## DATA UNDER STUDY:
PR #1142, opened 2022-11-21
launchers: handle invalid codesign on macOS 13 (bug 1781111)

zzzeid:
- add check for invalid code signature if os is >= 13

### DIFF
--- a/mozregression/launchers.py
+++ b/mozregression/launchers.py
@@ -224,11 +224,11 @@ class MozRunnerLauncher(Launcher):
             remove(self.tempdir)
             raise
 
-        binarydir = os.path.dirname(self.binary)
-        appdir = os.path.normpath(os.path.join(binarydir, "..", ".."))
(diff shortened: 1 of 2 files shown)


mozregression/launchers.py
```diff
@@ -385,6 +385,17 @@ def _install(self, dest):
         super(FirefoxLauncher, self)._install(dest)
         self._disableUpdateByPolicy()
 
+        binarydir = os.path.dirname(self.binary)
+        appdir = os.path.normpath(os.path.join(binarydir, "..", ".."))
+
+        if (
+            mozinfo.os == "mac"
+            and mozinfo.os_version.version.version[0] == 13
```
zzzeid, line 393:
```suggestion
            and mozinfo.os_version.version.version[0] >= 13
```

globau (approved):
LGTM, and confirming that it fixes the issue on macOS 13.
We can address a re-singing opt-out in a follow-up issue.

## EXERCISE PROMPT:
The data above needs to be repeated exactly, line for line.

## FINISHED TASK:
PR #1142, opened 2022-11-21
launchers: handle invalid codesign on macOS 13 (bug 1781111)

zzzeid:
- add check for invalid code signature if os is >= 13

### DIFF
--- a/mozregression/launchers.py
+++ b/mozregression/launchers.py
@@ -224,11 +224,11 @@ class MozRunnerLauncher(Launcher):
             remove(self.tempdir)
             raise
 
-        binarydir = os.path.dirname(self.binary)
-        appdir = os.path.normpath(os.path.join(binarydir, "..", ".."))
(diff shortened: 1 of 2 files shown)


mozregression/launchers.py
```diff
@@ -385,6 +385,17 @@ def _install(self, dest):
         super(FirefoxLauncher, self)._install(dest)
         self._disableUpdateByPolicy()
 
+        binarydir = os.path.dirname(self.binary)
+        appdir = os.path.normpath(os.path.join(binarydir, "..", ".."))
+
+        if (
+            mozinfo.os == "mac"
+            and mozinfo.os_version.version.version[0] == 13
```
zzzeid, line 393:
```suggestion
            and mozinfo.os_version.version.version[0] >= 13
```

globau (approved):
LGTM, and confirming that it fixes the issue on macOS 13.
We can address a re-singing opt-out in a follow-up issue.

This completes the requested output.